Fluorescent proteins (FPs) based on green fluorescent protein (GFP) are widely used throughout cell biology to study protein dynamics, and have extensive use as reporters of virus infection and spread. However, FP-tagging of viruses is limited by the constraints of viral genome size resulting in FP loss through recombination events. To overcome this, we have engineered a smaller ( approximately 10 kDa) flavin-based alternative to GFP ( approximately 25 kDa) derived from the light, oxygen or voltage-sensing (LOV) domain of the plant blue light receptor, phototropin. Molecular evolution and Tobacco mosaic virus (TMV)-based expression screening produced LOV variants with improved fluorescence and photostability in planta. One variant in particular, designated iLOV, possessed photophysical properties that made it ideally suited as a reporter of subcellular protein localization in both plant and mammalian cells.
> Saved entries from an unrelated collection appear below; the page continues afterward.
PR #11441, opened 2024-08-23
Enable native SOCKS support by default [Feature #20673]

znz:
Before:
Enable SOCKS support when `configure` with `--enable-socks` or `make` with `SOCKS_SERVER` environment variable.

After:
Enable SOCKS support when `configure` without `--disable-socks`.

Both:
Enabling SOCKS support needs socks library when `make`. (socks5, socksd, or socks)

### DIFF
--- a/ext/socket/extconf.rb
+++ b/ext/socket/extconf.rb
@@ -661,7 +661,7 @@ EOS
 
   $distcleanfiles << "constants.h" << "constdefs.*"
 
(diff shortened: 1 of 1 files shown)


hsbt:
From https://bugs.ruby-lang.org/issues/20673

We would like to extract `socks` support from Ruby core in the future. We shouldn't enable this by default.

Moreover, iLOV fluorescence was found to recover spontaneously after photobleaching and displayed an intrinsic photochemistry conferring advantages over GFP-based FPs. When expressed either as a cytosolic protein or as a viral protein fusion, iLOV functioned as a superior reporter to GFP for monitoring local and systemic infections of plant RNA viruses. iLOV, therefore, offers greater utility in FP-tagging of viral gene products and represents a viable alternative where functional protein expression is limited by steric constraints or genome size.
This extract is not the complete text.